Вересков взглянул на лейтенанта. Тот согласно кивнул.

— Поезжайте, Серафима Алексеевна, конечно поезжайте!

Литвинова Тамара Константиновна, сразу узнала Машу по фотографии. А потом они вместе с Серафимой, для уточнения доказательств, вспомнили, что у Марии лямки вместе с верхней частью комбинезона, были закатаны до пояса, и частично прикрыты выпущенной наружу, и оттого немного помятой бежевой короткой блузкой. По этой причине у пожилой свидетельницы и не возникло сомнения в том, что преступница беременна. После этого Серафима показала Егору, по какой тропинке Мария свернула к пустырю со свалкой металла, и откуда она вытащила пакет с пистолетом.


… В среду вечером в половине восьмого в квартире Кружилиных раздался звонок. Развалившийся у ног хозяйки, Арчибальд, вскочил и с имеющим на то полное право, громким лаем, бросился в прихожую. Мария, приехавшая недавно с работы и слегка перекусив, в это время принимала душ. Галина Дмитриевна, сидящая в кресле у телевизора, поднялась и пошла открывать дверь позвонившим. Она посмотрела в глазок и увидела двух молодых людей, в одном из которых узнала следователя прокуратуры Егора Владимировича Свиридова. Он уже приходил к ним однажды, чтобы побеседовать с Машей об убийстве Голубева.

— Все ходят! Опять у Машки займут весь вечер, отдохнуть не дадут! — с досадой подумала Галина Дмитриевна, и, прихватив пса за ошейник, потащила его запирать в туалет.

— Сейчас! — на ходу крикнула она ожидавшим, и вернувшись, открыла дверь.

— Здравствуйте! — поздоровались вошедшие.

— Нам надо срочно побеседовать с Машей. — Сообщил лейтенант Свиридов. — Она дома?

— Дома.
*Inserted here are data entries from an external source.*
PR #2288, opened 2023-12-03
Use minimal solvers from poselib

ahojnnes:


CMakeLists.txt
```diff
@@ -272,8 +272,8 @@ endif()
 configure_file("${CMAKE_CURRENT_SOURCE_DIR}/cmake/CMakeUninstall.cmake.in"
                "${CMAKE_CURRENT_BINARY_DIR}/CMakeUninstall.cmake"
                IMMEDIATE @ONLY)
-add_custom_target(uninstall COMMAND ${CMAKE_COMMAND} -P ${CMAKE_CURRENT_BINARY_DIR}/CMakeUninstall.cmake)
-set_target_properties(uninstall PROPERTIES FOLDER ${CMAKE_TARGETS_ROOT_FOLDER})
+add_custom_target(uninstall_colmap COMMAND ${CMAKE_COMMAND} -P ${CMAKE_CURRENT_BINARY_DIR}/CMakeUninstall.cmake)
```
ahojnnes, line 275: Need to resolve conflicting target in poselib.

ahojnnes: @vlarsson Maybe we can call the poselib one "uninstall_poselib" for consistency?

vlarsson: Sure. I setup a PR here https://github.com/PoseLib/PoseLib/pull/86 that should be merged to master soon.
@pablospe setup the CMake for poselib and I don't really know exactly how it works, so it's probably best if he has a look as well :)

pablospe: Interesting problem. I will see there is a different solution. 

I was thinking we could check in poselib if the `uninstall` is already defined:
```
# Check if the uninstall target already exists
if(NOT TARGET uninstall)
    # Define the uninstall target
    add_custom_target(uninstall
        COMMAND ...
    )
endif()
```
and it would be responsibly of the user (in this case, colmap, to uninstall poselib properly).

----

One question. How do you include `poselib` into `colmap`? FYI, Poselib supports being used as submodule (see [here](https://github.com/PoseLib/PoseLib#use-library-as-dependency-in-an-external-project)). But I think there is another alternative it is not included in poselib `README` yet but relevant for this case, which it is:
```
include(FetchContent)
FetchContent_Declare(
    poselib
    GIT_REPOSITORY <URL-of-PoseLib>
    GIT_TAG <desired-commit-or-tag>
    # Other options as necessary
)
FetchContent_MakeAvailable(poselib)
```

This is the default for google test (what [they recommend](https://google.github.io/googletest/quickstart-cmake.html#set-up-a-project) for external project after cmake 3.11). This will download the code during compilation time, avoiding the need to install it, which makes the uninstall irrelevant.

src/thirdparty/CMakeLists.txt
```diff
@@ -37,10 +37,21 @@ endif()
...
 add_subdirectory(VLFeat)
+
+include(FetchContent)
+FetchContent_Declare(PoseLib
+  GIT_REPOSITORY    https://github.com/PoseLib/PoseLib.git
+  GIT_TAG           c23af0c51924e3337f7bb193bb72899ec6dd4d3d
+)
+message(STATUS "Configuring PoseLib...")
+FetchContent_MakeAvailable(PoseLib)
+message(STATUS "Configuring PoseLib... done")
```
sarlinpe, line 55: @pablospe Here. IMHO the alternative (PoseLib as submodule) is less convenient because it requires users to install an additional dependency or to add `--recursive` when cloning colmap (which is easy to forget).

pablospe: yes, you are right and I agree. I was actually suggesting `FetchContent`.

pablospe: Well... actually thinking it could be an option and see the opinions.

pablospe: Viktor's PR has been merged into master, see https://github.com/PoseLib/PoseLib/pull/86

S-o-T: Please, consider a scenario where someone is working on modifications into PoseLib which are used/assessed in context of colmap and such work is performed on local machine.

If i understand correctly, in case of `FetchContent` (if we ignore relatively new `Dependency Providers` functionality) it would be necessary to modify a call to `FetchContent_Declare` in order to point to a local folder with modified PoseLib sources, also, for those who use IDE, working on such sources would require one more IDE context.

In case of PoseLib dependency satisfied via git submodule no "temporary" modifications to colmap's cmake scripts would be required and such work could be performed in single IDE context.

pablospe: I am curious about what you meant exactly by ignoring `Dependency Providers`. Maybe you can expand more on this, I was reading the doc and it seems that it is not ignored (but I am not sure what you refer):
https://cmake.org/cmake/help/latest/command/cmake_language.html#dependency-providers

My concern with `FetchContent` is how it plays with code autocomplete (like in vscode or another IDE), since you need to configure it first with cmake before the tools can understand the PoseLib code.

S-o-T: Sorry for a bit misleading wording, i have meant that one could use a `Dependency Providers` mechanism to override default behavior and to point cmake into standalone PoseLib instance which state could be preserved/shared between multiple configurations. The part about "ignoring" was to highlight the most probable action for a user facing the scenario i proposed to consider.

Regarding your concern about IDE features that becomes available only after cmake project is configured - i agree that this is another angle of the same issue.

ahojnnes:
On exact same two-view geometries, P3P from poselib vs. P3P from colmap doesn't seem to make any difference in practice:
```
$ ./src/colmap/exe/colmap model_analyzer --path ~/data/south-building/poselib/
I1216 13:33:07.592862 48175 model.cc:429] Cameras: 1
I1216 13:33:07.592973 48175 model.cc:430] Images: 128
I1216 13:33:07.592978 48175 model.cc:431] Registered images: 128
I1216 13:33:07.592980 48175 model.cc:433] Points: 61160
I1216 13:33:07.592981 48175 model.cc:434] Observations: 326980
I1216 13:33:07.592985 48175 model.cc:436] Mean track length: 5.346305
I1216 13:33:07.592995 48175 model.cc:438] Mean observations per image: 2554.531250
I1216 13:33:07.592999 48175 model.cc:441] Mean reprojection error: 0.512072px

$ ./src/colmap/exe/colmap model_analyzer --path ~/data/south-building/main/
I1216 13:33:13.860183 48237 model.cc:429] Cameras: 1
I1216 13:33:13.860323 48237 model.cc:430] Images: 128
I1216 13:33:13.860327 48237 model.cc:431] Registered images: 128
I1216 13:33:13.860330 48237 model.cc:433] Points: 61160
I1216 13:33:13.860332 48237 model.cc:434] Observations: 326980
I1216 13:33:13.860337 48237 model.cc:436] Mean track length: 5.346305
I1216 13:33:13.860347 48237 model.cc:438] Mean observations per image: 2554.531250
I1216 13:33:13.860350 48237 model.cc:441] Mean reprojection error: 0.512072px
```

ahojnnes:
Essentially identical results on E2E metrics when including poselib solvers in two-view geometry estimation:
```
joschonb@CPC-josch-OWPVG:~/dev/colmap/build$ ./src/colmap/exe/colmap model_analyzer --path ~/data/south-building/poselib-with-matching/
I1216 18:21:10.982481 109487 model.cc:429] Cameras: 1
I1216 18:21:10.982582 109487 model.cc:430] Images: 128
I1216 18:21:10.982586 109487 model.cc:431] Registered images: 128
I1216 18:21:10.982589 109487 model.cc:433] Points: 82357
I1216 18:21:10.982590 109487 model.cc:434] Observations: 482856
I1216 18:21:10.982595 109487 model.cc:436] Mean track length: 5.862962
I1216 18:21:10.982606 109487 model.cc:438] Mean observations per image: 3772.312500
I1216 18:21:10.982610 109487 model.cc:441] Mean reprojection error: 0.615324px
$ ./src/colmap/exe/colmap model_analyzer --path ~/data/south-building/main-with-matching/
I1216 18:21:16.408385 109543 model.cc:429] Cameras: 1
I1216 18:21:16.408489 109543 model.cc:430] Images: 128
I1216 18:21:16.408493 109543 model.cc:431] Registered images: 128
I1216 18:21:16.408496 109543 model.cc:433] Points: 82330
I1216 18:21:16.408499 109543 model.cc:434] Observations: 482931
I1216 18:21:16.408504 109543 model.cc:436] Mean track length: 5.865796
I1216 18:21:16.408514 109543 model.cc:438] Mean observations per image: 3772.898438
I1216 18:21:16.408517 109543 model.cc:441] Mean reprojection error: 0.615088px
```

ahojnnes:
Assuming unknown focal length, the results are also virtually identical. Overall reconstruction runtime is ~5% lower.
```
$ ./src/colmap/exe/colmap model_analyzer --path ~/data/south-building/main-with-focal-estimation/
I1217 15:56:08.626852 171591 model.cc:429] Cameras: 1
I1217 15:56:08.626966 171591 model.cc:430] Images: 128
I1217 15:56:08.626971 171591 model.cc:431] Registered images: 128
I1217 15:56:08.626973 171591 model.cc:433] Points: 82334
I1217 15:56:08.626976 171591 model.cc:434] Observations: 482940
I1217 15:56:08.626981 171591 model.cc:436] Mean track length: 5.865621
I1217 15:56:08.626991 171591 model.cc:438] Mean observations per image: 3772.968750
I1217 15:56:08.626996 171591 model.cc:441] Mean reprojection error: 0.615133px
$ ./src/colmap/exe/colmap model_analyzer --path ~/data/south-building/poselib-with-focal-estimation
I1217 15:56:00.155539 171526 model.cc:429] Cameras: 1
I1217 15:56:00.155656 171526 model.cc:430] Images: 128
I1217 15:56:00.155660 171526 model.cc:431] Registered images: 128
I1217 15:56:00.155663 171526 model.cc:433] Points: 82330
I1217 15:56:00.155665 171526 model.cc:434] Observations: 482936
I1217 15:56:00.155670 171526 model.cc:436] Mean track length: 5.865857
I1217 15:56:00.155681 171526 model.cc:438] Mean observations per image: 3772.937500
I1217 15:56:00.155685 171526 model.cc:441] Mean reprojection error: 0.615118px
```

vlarsson:
> Assuming unknown focal length, the results are also virtually identical. Overall reconstruction runtime is ~5% lower.
> 
> ```
> $ ./src/colmap/exe/colmap model_analyzer --path ~/data/south-building/main-with-focal-estimation/
> I1217 15:56:08.626852 171591 model.cc:429] Cameras: 1
> I1217 15:56:08.626966 171591 model.cc:430] Images: 128
> I1217 15:56:08.626971 171591 model.cc:431] Registered images: 128
> I1217 15:56:08.626973 171591 model.cc:433] Points: 82334
> I1217 15:56:08.626976 171591 model.cc:434] Observations: 482940
> I1217 15:56:08.626981 171591 model.cc:436] Mean track length: 5.865621
> I1217 15:56:08.626991 171591 model.cc:438] Mean observations per image: 3772.968750
> I1217 15:56:08.626996 171591 model.cc:441] Mean reprojection error: 0.615133px
> $ ./src/colmap/exe/colmap model_analyzer --path ~/data/south-building/poselib-with-focal-estimation
> I1217 15:56:00.155539 171526 model.cc:429] Cameras: 1
> I1217 15:56:00.155656 171526 model.cc:430] Images: 128
> I1217 15:56:00.155660 171526 model.cc:431] Registered images: 128
> I1217 15:56:00.155663 171526 model.cc:433] Points: 82330
> I1217 15:56:00.155665 171526 model.cc:434] Observations: 482936
> I1217 15:56:00.155670 171526 model.cc:436] Mean track length: 5.865857
> I1217 15:56:00.155681 171526 model.cc:438] Mean observations per image: 3772.937500
> I1217 15:56:00.155685 171526 model.cc:441] Mean reprojection error: 0.615118px
> ```

If you have a single camera, is the unknown focal length solver used? I assumed it would be running P3P once the camera is in the reconstruction? Also comparing to pycolmap at least, H matrix estimation was the problem where I saw the biggest improvement in terms of runtime. (iirc this is run for the geometric verification as well?) Might be worthwhile to replace this solver too.

ahojnnes:
@vlarsson I hardcoded to always use p4pf in the experiment above. I will take a look at replacing the homography solver. Thanks for the hint.

ahojnnes:
@vlarsson I double confirmed and my experimental results above are correct. In both cases, I forced focal length estimation for each camera from scratch. The runtime is still faster, because we don't have to run 20 P3Ps in parallel but only a single RANSAC. p4pf likely also works better than the sampling based approach when the initial guess of the focal length is very far off from the true focal length.

ahojnnes:
@vlarsson I noticed that your homograph solver doesn't normalize the image coordinates, which may not behave well for images with large image resolution due to squaring of pixel coordinates in the design matrix (e.g., for images with size of ~10'000 pixels, the matrix will have values of ~100M). Did you not observe any issues in this case?

vlarsson:
> @vlarsson I noticed that your homography solver doesn't normalize the image coordinates, which may not behave well for images with large image resolution due to squaring of pixel coordinates in the design matrix (e.g., for images with size of ~10'000 pixels, the matrix will have values of ~100M). Did you not observe any issues in this case?
> 
> **EDIT**: I did some quick and dirty experiments and it seems like the normalization of points is not necessary. I assume it accounts for a significant fraction of the overhead of the colmap homography solver...

I have not seen any issues with this either, but I have also not done extensive experiments on it :) My gut feeling is that normalisation does not matter so much for the minimal 4p problem, but is mostly important if you want to run DLT with more points.

src/thirdparty/CMakeLists.txt
```diff
@@ -37,10 +37,21 @@ endif()
...
 add_subdirectory(PoissonRecon)
 if(GPU_ENABLED)
     add_subdirectory(SiftGPU)
 endif()
 add_subdirectory(VLFeat)
+
+include(FetchContent)
+FetchContent_Declare(PoseLib
+  GIT_REPOSITORY    https://github.com/ahojnnes/PoseLib.git
+  GIT_TAG           33f7e865dae05124c0c34f1255fb33b0007f8176
```
ahojnnes, line 51: Change to latest commit tag in upstream repo.

ahojnnes:
@tsattler Do you have any datasets that could be suitable to evaluate the changes in this branch? I ran the changes against some of the standard datasets from UNC and it all looks good. Do you have anything more suitable like your Aachen dataset to check in particular the new p4pf solver against? Cheers.

tsattler:
@ahojnnes  Sure, I can do this. Can look into this in a week or so once I finished CVPR reviews and other things. If I don't reply in some time, can you please ping me?

ahojnnes:
Great, thank you. No urgency. I will try my best to remember :-)

tsattler:
Actually, playing with focal length solvers has been on my TODO list for a while. Is it only the P4Pf solver or also something that estimates the radial distortion?

ahojnnes:
Only focal length. I just swapped out the existing sampling+p3p with poselib's p4pf solver. As a next step, we could also try to estimate radial distortion but I wanted to keep this for a future pull request.

vlarsson:
@tsattler I am also interested in this. Also for the two-view case. Let's talk more :)

tsattler:
@vlarsson Sounds good. We can try to setup a benchmark for these methods together.

ahojnnes:
@tsattler Gentle reminder for the above 🙂😉

tsattler:
@ahojnnes Thanks for the reminder. It is on my TODO list and climbing higher in terms of priorities :) 
What are the most important parts to cover in terms of experiments? Which solvers? Which types of experiments?

ahojnnes:
I am quite confident about all solvers except for the new p4pf estimator. The Aachen dataset could be useful?

ahojnnes:
@vlarsson @tsattler I now tested the performance of this branch, in particular the p4pf solver in replacement of the sampling based approach, and it appears that p4pf performs worse than sampling on a number of datasets with unknown focal length from the internet. Given my current doubts about the quality of p4pf, I am probably going to go ahead with this PR but undo the p4pf changes.

ahojnnes:
For example, on the cornell arts quad dataset, I get the following with p4pf:
image
versus the following for colmap's sampling based approach:
image

It's not that either of them are perfect but the p4pf one is visibly worse.

S-o-T:
@ahojnnes i would like to one more time kindly ask to consider not using cmake's `FetchContent` as a mean to satisfy PoseLib dependency and rather integrate PoseLib either as a git submodule or as an externally provided library to be discovered via `find_package`.

ahojnnes:
@vlarsson I recall that you were interested in investigating the issue about p4pf. Did you have time to do that?

ahojnnes:
@S-o-T Consuming poselib as a submodule is not easily possible without a significant refactor of poselib itself due to the build rule and include folder structure. Consuming poselib as a package through find_package appears to have no benefit over the Fetch_Content approach in terms of being able to easily modify poselib sources while compiling colmap? Could you please clarify your proposal?

pablospe:
> Consuming poselib as a submodule is not easily possible without a significant refactor of poselib itself due to the build rule and include folder structure

I am wondering what exactly it is not working with poselib as submodule, I am interested to fix it. I remember making sure it was working some time ago:
https://github.com/PoseLib/PoseLib/pull/17

Is this perhaps because the pybind is now a submodule of poselib?

S-o-T:
@ahojnnes thanks for considering this issue.

> Consuming poselib as a package through find_package appears to have no benefit over the Fetch_Content approach in terms of being able to easily modify poselib sources while compiling colmap?

My approach to work with colmap is to use IDE that for each set of cmake options creates/uses individual build directories. Given that there are usually more then one set of cmake options that are actively worked with (e.g. Release\Debug, options controlling whether to enable/compile specific parts of colmap etc), each of this directories would contain its private copy of poselib downloaded by cmake via Fetch_Content during configure phase. Thus, actively switching between such configurations of colmap build, while working on modifications to poselib sources, becomes somewhat impossible (assuming no mechanism to automagically sync such changes). But if poselib would've been used as an internal third-party (via submodule)/external dependency, then i could work on changes into poselib independently of particular colmap cmake options set.

Anyway, i believe that this could be solved by a relatively small patch that i am capable to maintain locally, so i think that this should be addressed only if there are other users of colmap that might be facing the same issue.

vlarsson:
> @vlarsson I recall that you were interested in investigating the issue about p4pf. Did you have time to do that?

I should finally have some time to look into this second week of July. I also have a backlog of todos in PoseLib that I want to get into during the summer :)

vlarsson:
> For example, on the cornell arts quad dataset, I get the following with p4pf: image versus the following for colmap's sampling based approach: image
> 
> It's not that either of them are perfect but the p4pf one is visibly worse.

@ahojnnes Do still have the Arts Quad database? If so could you share it. It would save me some compute.

vlarsson:
I've done some initial testing. I ran the reconstruction of ArtsQuad (with the main branch version) and dumped all of the correspondences from the registration where estimate_focal_length was set. I put together a quick (LO-)RANSAC in poselib for unknown focal and it seems to work okay (at least metrics wise). 

image

So first two rows are standard sampling based estimator, before and after the RefineAbsolutePose call. Focal length errors are relative (%) to the "ground truth" focal length provided in the dataset (maybe they are from bundler?). 

I've tried some different things.
- Comparing different solvers 
- Vanilla RANSAC vs LO RANSAC
- Minimize reproj error on the minimal sample (MinRefine). Since it's over determined it will not satisfy the 4 points exactly.
- Filter minimal samples based on reprojection error on the 4 points (MinFilter).

So far the impact has been quite minor. I am not sure yet why your reconstruction was failing. The P4P_RSC above should be fairly close to what you had. I will try to integrate this and re-run the reconstruction with this.

ahojnnes:
Thanks very much @vlarsson for the experiments. This suggests your solvers should be superior to the sampling based approach. I am not sure where the input focal lengths are coming from. These might be extracted from EXIF information as well. I am looking forward to see how this works on the reconstruction. I am wondering whether the P4Pf/P5Pf approach sometimes fails catastrophically and thus leads to a few bad cameras that lead to the bad overall results. Such a behavior would not necessarily be captured by the stats you shared above? The sampling based approach is fundamentally limited to a fixed range of focal lengths and cannot blow up completely?

vlarsson:
The reconstruction with the poselib estimator looked okay, however the vanilla colmap reconstruction I got had larger artifacts compared to the result you posted above. I wonder if this scene is a bit unstable and maybe we should not draw too much conclusions from it. I will try to setup more controlled experiments to figure out what is actually working well.

Another thing I noted was that running the vanilla colmap reconstruction with SIMPLE_PINHOLE instead of SIMPLE_RADIAL completely broke the reconstruction. Once I get a more proper benchmark up and running I will look into adding distortion estimation as well.

> Thanks very much @vlarsson for the experiments. This suggests your solvers should be superior to the sampling based approach. I am not sure where the input focal lengths are coming from. These might be extracted from EXIF information as well. I am looking forward to see how this works on the reconstruction. I am wondering whether the P4Pf/P5Pf approach sometimes fails catastrophically and thus leads to a few bad cameras that lead to the bad overall results. Such a behavior would not necessarily be captured by the stats you shared above? The sampling based approach is fundamentally limited to a fixed range of focal lengths and cannot blow up completely?

This seems reasonable to me. The sampling is essentially a form of regularization on the focal lengths. I think doing some basic filtering on focal lengths in the minimal solver could have a similar effect.  I will look into this as well.

vlarsson:
Some updates on this. To setup a more structured benchmark I downloaded 432 scenes from MegaScenes that had at least 100 images registered. I dropped 25% of the images, retriangulated the map and re-registered the dropped images with image_registrator, dumping the correspondences and the output of COLMAPs EstimateAbsolutePose and RefineAbsolutePose, forcing focal length estimation for all images. This gave me ~32k query images. The ground truth is MegaScenes is far from perfect though and there are many broken reconstructions, but hopefully it contains some signal.

After a lot of experimentation and trying a bunch of different things, my take aways so far has been

- P3.5Pf is slower than P4Pf but seems to have slightly less failures
- P5Pf is fast and gives good solutions when it works, but images with few inlier matches (low number of matches and low inlier ratio) it can struggle
- For some reason I don't understand inlier counting seems more robust than MSAC scoring for this problem. I ended up doing a hybrid scoring with simply summing MSAC and outlier count (see here https://github.com/PoseLib/PoseLib/blob/absolute_pose_unknown_focal_clean/PoseLib/robust/estimators/absolute_pose.cc#L124)
- Filtering minimal samples with poor reprojection error was sometimes better and sometimes worse
- Same with refinement on the minimal sample (especially for P5Pf it seems that this breaks sometimes)

I put a cleaned up version of the robust estimator in poselib here https://github.com/PoseLib/PoseLib/tree/absolute_pose_unknown_focal_clean

For this version we get the following metrics on the MegaScenes queries
image

Metrics: Focal length errors are relative (%) and we look at AUC@{5,10,20}%. Rotation error is degrees. We don't look at translations as we done have any scale. For inlier ratios we also show quantiles for 5%, 1% and 0.1%, to look at the hardest instances. Since the GT is a bit fishy, I think inlier ratio and MSAC score are the most meaninful.

So here `poselib-pnpf` should be compared with `COLMAP_EAP` which is the sampling based estimator in COLMAP. The cameras in the reconstruction are SIMPLE_RADIAL, so I ran COLMAP's RefineAbsolutePose (`RAP`) afterwards, as is also done during registration (as solvers only give focal length).  `poselib-pnp` is running calibrated PnP with the "GT" camera intrinsics.

I've integrated the latest version into COLMAP here 
https://github.com/vlarsson/colmap/tree/users/vlarsson/poselib-solvers
and I am now re-running the ArtsQuad reconstruction.

Based on the large difference between the initial and the +RAP versions above I think it might be necessary to integrate distortion estimation into the RANSAC as well.

src/thirdparty/CMakeLists.txt
ahojnnes: I now converged to introducing a "FETCH_POSELIB" option, which allows to consume poselib using find_package.

B1ueber2y (approved):
Thanks. LGTM from my side.

src/colmap/estimators/pose.cc
```diff
@@ -84,83 +51,46 @@ bool EstimateAbsolutePose(const AbsolutePoseEstimationOptions& options,
...
+  custom_ransac_options.max_error =
+      camera->CamFromImgThreshold(options.ransac_options.max_error);
 
-  // Scale output camera with best estimated focal length.
-  if (options.estimate_focal_length && *num_inliers > 0) {
-    for (const size_t idx : camera->FocalLengthIdxs()) {
-      camera->params[idx] *= focal_length_factor;
+  if (options.estimate_focal_length) {
+    // TODO(joschonb): Implement non-minimal solver for LORANSAC refinement.
+    RANSAC<P4PFEstimator> ransac(custom_ransac_options);
```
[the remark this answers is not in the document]
ahojnnes: This should always be called by the RefineAbsolutePose, which refines on all inliers. As I understood your earlier experiments, this yielded essentially identical results to using LORANSAC?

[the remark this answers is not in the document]
vlarsson: In the initial experiments on ArtsQuad instances this seemed to be the case, but in your initial tests you had failures there and I am not sure how this would be different. I did not run this exact comparison on the larger dataset (from MegaScenes). I can quickly see if I can get these numbers.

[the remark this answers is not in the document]
ahojnnes: Thank you for the experiment. Above, I thought that poselib-pnpf+RAP vs colmap-EAP+RAP would be essentially a comparison of this branch vs main. Probably, I misunderstood. Let's see your numbers to be sure.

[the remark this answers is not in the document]
vlarsson: Ah yes, so poselib-pnpf is with LO-RANSAC.

Here are the results without LO in the RANSAC. So poselib-pnpf and poselib-pnpf-NO_LO are exactly the same exact in each call for LO it just returns without doing anything.

image

I think the ransac parameters might've been different in this run from the last (as they are all a bit slower), but I guess it should not matter for the comparison.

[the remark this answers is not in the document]
ahojnnes: Thank you very much. With these experiments, I conclude that we can move ahead with the current code and leave further improvements to the future. It will become easier once you merge your changes in the poselib dev branch to main. Then, we can consider directly moving to the higher-level poselib::estimate_absolute_pose functions, even though we need to be careful because of possible discrepancies of the camera models.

Душ принимает! — ответила женщина недовольно. — А вы надолго? Маша сегодня приехала такая уставшая, и вообще ей в последнее время нездоровится.

— Думаю, мы совсем ненадолго. — Ответил второй молодой человек, который представился Галине Дмитриевне младшим лейтенантом Боженовым.

— Мама, кто там? — крикнула Маша из ванной.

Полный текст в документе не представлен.